• EXERCISE REQUIREMENTS
Once you find the line containing "--- a/src/ui/components/KeyboardShortcuts.tsx", please retype it and every line after it to the end of the entries, exactly and with nothing added.
TASK MATERIAL section start
PR #7508, opened 2022-08-08
Toggle theme shortcut now ALT+Shift+T

bvaughn:
Hopefully this will avoid the number of times it's accidentally toggled while focus hasn't yet changed to the comment input.

### DIFF
--- a/src/ui/components/KeyboardShortcuts.tsx
+++ b/src/ui/components/KeyboardShortcuts.tsx
@@ -154,7 +154,7 @@ function KeyboardShortcuts({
TASK MATERIAL section end
• RESULT BELOW
--- a/src/ui/components/KeyboardShortcuts.tsx
+++ b/src/ui/components/KeyboardShortcuts.tsx
@@ -154,7 +154,7 @@ function KeyboardShortcuts({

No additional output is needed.